(Updates prices)
By Koh Gui Qing and Alun John
NEW YORK/LONDON, March 19 (Reuters) - Global shares
edged higher and the yen slid past 150 to the dollar on Tuesday
after the Bank of Japan met market expectations by ending eight
years of negative interest rates, likely the highlight of a busy
week for central banks.
Investors will now turn their focus to the U.S. Federal
Reserve's monetary policy meeting that ends on Wednesday, when
the central bank is expected to provide further clues about the
pace at which it will likely lower interest rates this year.
Financial markets are now considering the chance that the
Fed might reduce the number of projected rate cuts this year to
two from three on the back of last week's stronger-than-expected
inflation data.
"We don't think the Fed will fundamentally change its
outlook for inflation based on two hotter than desired prints to
start the year," said Christopher Hodge, chief economist at
Natxis CIB Americas.
"However, we do expect a slightly more hawkish tone in the
hopes of keeping a leash on financial conditions."
MSCI's world share index was little changed,
and hovered near all-time highs. Stocks on Wall Street reversed
earlier losses, with the Dow Jones Industrial Average
rising 0.83%, the S&P 500 gaining 0.56%, and the Nasdaq
Composite adding 0.39%.
The U.S benchmark 10-year Treasury yield was
down 4.8 basis points to 4.293%, from 4.34%.
The day's big news was in Japan, where the BOJ heralded a
new era as it shifted away from years of ultra-easy monetary
policy. It also abandoned bond yield curve control and dropped
purchases of riskier assets, including exchange-traded funds.
Japan's Nikkei was choppy after the decision but
closed 0.66% higher, buoyed by the weaker yen, while Japanese
government bond yields fell. The dollar rose 1.15% to 150.88 yen
against the Japanese yen.
"The BOJ clearly has been very, very keen to manage this
process so that it is not disruptive," said David Mitchinson,
fund manager at Japan focused Zennor Asset Management. "The
markets have front-run them and anticipated their move."

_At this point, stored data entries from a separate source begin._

Issue #3176, opened 2021-01-20
directly-funded-channel chain test fails


kerzhner:
directly-funded-channel test is currently suspect due to https://github.com/statechannels/statechannels/issues/3174.

My approach has been to apply the following diff to get around the above:
```
diff --git a/packages/server-wallet/src/wallet/wallet.ts b/packages/server-wallet/src/wallet/wallet.ts
index 6af6b9077..8e490d4fe 100644
--- a/packages/server-wallet/src/wallet/wallet.ts
+++ b/packages/server-wallet/src/wallet/wallet.ts
@@ -103,7 +102,7 @@ export class SingleThreadedWallet
   public static create(walletConfig: IncomingServerWalletConfig): SingleThreadedWallet {
     const wallet = new SingleThreadedWallet(walletConfig);
     // This is an async method so it could continue executing after this method returns
-    wallet.registerExistingChannelsWithChainService();
+    // wallet.registerExistingChannelsWithChainService();
     return wallet;
   }
```

After the diff is applied, the test fails locally with:
```
 FAIL  src/__chain-test__/directly-funded-channel.test.ts (16.822 s)
  ✕ Create a directly funded channel between two wallets  (10597 ms)

  ● Create a directly funded channel between two wallets 

    expect(received).toMatchObject(expected)

    - Expected  - 1
    + Received  + 1

      Object {
    -   "fundingStatus": "Defunded",
    +   "fundingStatus": "Funded",
        "status": "closed",
        "turnNum": 4,
      }

      202 |   expect(getChannelResultFor(channelId, resultB1.channelResults)).toMatchObject({
      203 |     status: 'running',
    > 204 |     turnNum: 3,
```

PR #3187, opened 2021-01-22
Fix race condition in Funding table writes

kerzhner:
Use `lockApp` to avoid stale writes to the Funding table.

The underlying issue here is a read and a stale write. We use read-committed Postgres isolation level. It is possible that with two simultaneous `updateTransferredOut` calls A and B the following happens:
1. A reads row R.
1. B reads row R.
1. A updates R to f(R)
1. B updates R to f’(R). B should update R to f’(f(R)).

We have a few different solutions:
1. A more strict transaction isolation level.
1. select-for-update on a Funding table row at the start of the function.
1. select-for-update on a Channels table row at the start of the function.

It seems prudent to use the existing locking mechanism (option 3) to avoid having to think about deadlocks. If we introduce a table specific lock for the Funding table, we need to think about order of lock acquisition.

Fixes https://github.com/statechannels/statechannels/issues/3176.

## Code quality
I have NOT scoped this change as narrowly as possible as this change involves a one line commit to revert a change to a test that was not nessary.


andrewgordstewart:
It's not a big deal for this one, but you have to manually link the issue to the PR using zenhub. (I know it's a pain)
Screen Shot 2021-01-22 at 8 27 55 PM

This action causes then to merge into a single card on the zenhub board:

Screen Shot 2021-01-22 at 8 29 59 PM

andrewgordstewart (approved):

PR #3191, opened 2021-01-25
ci: inject date into canary preid

### LINKED ISSUE #3190: Anticipate errors when publishing identical canary builds on a schedule
This is very likely to happen on weekends. NPM complains that we are trying to publish over an existing version. 

https://github.com/statechannels/statechannels/runs/1756460631?check_suite_focus=true

One solution would be to alter the build version to include a date as well as a githash.

geoknee:
Prevents the github action from failing when there have been no commits made between runs (avoids tag collisions between nightly builds, even when they run on the same commit). 

Fixes #3190 

Shortcomings: long version numbers getting longer. Does nothing to address existing shortcoming (generation and release of at least 1 new version per day / hundreds per year). 

Alternatives considered: 
- reduce frequency of this github action to weekly (very likely a commit has been made; side effect of reducing number of published versions; we only learn about breaking changes relatively slowly)
- ignore the failed github actions (nothing bad really happened)
- "catch" the error and report success from the GH action.

### [Optional] How Has This Been Tested?
By manually running `echo next.$(git rev-parse --short HEAD).$(date +%Y-%m-%d)`. 

In terms of version numbers, this means that: 
`1.14.2-next.2522b345b` will become `1.14.2-next.2522b345b.2021-01-25`

## Code quality
- [x] I have added tests that prove my fix is effective or that my feature works
## Project management

### DIFF
--- a/.github/workflows/publish-canary.yml
+++ b/.github/workflows/publish-canary.yml
@@ -32,4 +32,4 @@ jobs:
           git config --global user.email "github-actions@users.noreply.github.com"
 
       - name: publish packages to npm
-        run: yarn run lerna publish --canary --force-publish --exact --preid next.$(git rev-parse --short HEAD) --dist-tag next --yes
+        run: yarn run lerna publish --canary --force-publish --exact --preid next.$(git rev-parse --short HEAD).$(date +%Y-%m-%d) --dist-tag next --yes


andrewgordstewart:
> "catch" the error and report success from the GH action.

Why is this, or some variation, not preferred?

If there's no difference between the current HEAD of master and yesterday's HEAD of master, doing nothing seems like the straightforward thing to do.

geoknee:
I agree that is a better solution. I think it would take me longer to engineer, that's why I started with this option.

andrewgordstewart:
then I'm happy with this!

andrewgordstewart (approved):

geoknee:
Taking aim at the better solution #3221

PR #3194, opened 2021-01-25
chore: mergeMessages -> mergeOutputs

geoknee:
...and make into a static method. It's just a wrapper for
a static mehod for another class.

This function is in use in just one place in one place in the graph presently:

https://github.com/statechannels/the-graph/blob/ec3007419ca2747f4ae444576d22ebb7842e4b3d/packages/receipt-manager/src/receipt-manager.ts#L100

But it should be an easy fix `this.wallet.mergeMessages(...) => Wallet.mergeOutputs(...)`


andrewgordstewart (approved):

andrewgordstewart:
nit: this doesn't follow
> I have applied the [appropriate labels](https://github.com/statechannels/statechannels/issues/3177)

from the PR template. (It includes a breaking change)

PR #3198, opened 2021-01-25
fix: await concludeAndWithdraw transaction submission

kerzhner:
Chain service APIs that result in transaction submission return a promise that resolves to [`ethers` `TransactionResponse`](https://docs.ethers.io/v5/single-page/#/v5/api/providers/types/-%23-providers-TransactionResponse). The heuristic thus far has been for the chain service API consumer to await these promises to ensure that a transaction is submitted properly.

Note that this does **not** await transaction mining.

### DIFF
--- a/packages/server-wallet/src/protocols/__test__/defund-channel.test.ts
+++ b/packages/server-wallet/src/protocols/__test__/defund-channel.test.ts
@@ -10,7 +10,7 @@ import {testKnex as knex} from '../../../jest/knex-setup-teardown';
 import {seedAlicesSigningWallet} from '../../db/seeds/1_signing_wallet_seeds';
 import {channel} from '../../models/__test__/fixtures/channel';
 import {Channel} from '../../models/channel';
-import {MockChainService} from '../../chain-service';
+import {ErorringMockChainService, MockChainService} from '../../chain-service';
 import {WalletResponse} from '../../wallet/wallet-response';
 import {ChannelDefunder} from '../defund-channel';
 import {AdjudicatorStatusModel} from '../../models/adjudicator-status';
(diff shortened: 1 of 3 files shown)


lalexgap (approved):

andrewgordstewart:
Does this PR need to address
> I have added tests that prove my fix is effective or that my feature works

from the PR template?

kerzhner:
@andrewgordstewart you bring up a good point. Thus far we have not tested how our protocols behave with unexpected Chain Service errors. I added a testcase to this PR as a start.

Also, https://github.com/statechannels/statechannels/issues/3201 has been filed to add more testcases like this.

packages/server-wallet/src/protocols/__test__/defund-channel.test.ts
```diff
@@ -31,7 +31,6 @@ beforeEach(async () => {
     '0'
   );
 
-  await DBAdmin.truncateDataBaseFromKnex(knex);
```
andrewgordstewart, line 34: > So if the database is truncated before all testcases and after each testcase,
we should not need to truncate the database beforeEach testcase.

I have a slight preference truncating in `beforeEach` instead of `afterEach`, since this allows a developer to inspect the DB upon test completion.

packages/server-wallet/src/protocols/__test__/defund-channel.test.ts
```diff
@@ -213,7 +243,7 @@ it('should fail when using non-direct funding', async () => {
 });
 
 // Helpers
-async function setChallengeStatus(
+async function setAdjudicatorStatus(
```
andrewgordstewart, line 246: nit: This violates
> I have separated logic changes from refactor changes (formatting, renames, etc.)

from our PR template.

andrewgordstewart (approved):

packages/server-wallet/src/protocols/__test__/defund-channel.test.ts
kerzhner: Good call baf7002ad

Though the shift was Japan's first interest rate hike in 17
years, it still keeps its rates stuck around zero as a fragile
economic recovery forces the central bank to go slow on further
rises in borrowing costs, analysts say, giving the
rate-sensitive yen little traction.
In a statement announcing its decision, the BOJ said it
would keep buying "broadly the same amount" of government bonds
as before.
"So some of that spread closure between Japan and the U.S.
isn't quite really happening at the moment because although
Japan has hiked a little, the U.S. hasn't cut," said
Mitchinson, pointing to the fact that U.S. inflation pressures
have been stronger than expected.
BOJ Governor Kazuo Ueda said in his press conference that
accommodative financial conditions would be maintained for the
time being and the pace of further hikes would depend on the
economic and inflation outlooks.
European shares were fairly muted, with the STOXX 600
and euro zone bond yields little changed.
CENTRAL BANK BONANZA
In the day's other central bank news, the Reserve Bank of
Australia held interest rates steady as expected, while watering
down a tightening bias to say it was not ruling anything in or
out on policy.
The Australian dollar slipped 0.42% to $0.6532
following the decision. The Aussie is down over 4% against the
U.S. dollar this year.
The Federal Reserve's two-day meeting wraps up on Wednesday,
and central banks in Britain, Norway, and Switzerland meet
on Thursday. All are expected to keep rates steady, though
markets are not ruling out a move in the Alps.
When it comes to the Fed, the market's attention is on
policymakers' updated economic and interest rate projections and
comments from Chair Jerome Powell.
Last week's stronger than expected inflation reports led
traders to reduce their bets on U.S. rate cuts this year, with
markets now pricing in 71 bps of easing in 2024, roughly in line
with expectations the Fed published in December, the latest
iteration of which are due at this meeting.
At the start of the year, traders were pricing in 150 bps of
cuts.
In commodities, spot gold dropped 0.1% to $2,158.00
an ounce, after hitting all time highs earlier this month. U.S.
crude recently rose 0.85% to $83.42 per barrel and Brent
was at $87.38, up 0.56% on the day.
Bitcoin stayed in the red for the day and was
down 5.91% at $63,616.00 by late afternoon in New York.